Task to complete →
Output exactly the line that includes "fix: key repo-context" and all the lines after it through the end of the listing below, and nothing more.

Collected data →
PR #3149, opened 2026-09-07
fix: key repo-context cache on the fetched revision

### LINKED ISSUE #3119: Repo-context cache key has no revision; add get_repo_context_ref() to GitProvider as a fifth contract row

Written solution →
fix: key repo-context cache on the fetched revision

### LINKED ISSUE #3119: Repo-context cache key has no revision; add get_repo_context_ref() to GitProvider as a fifth contract row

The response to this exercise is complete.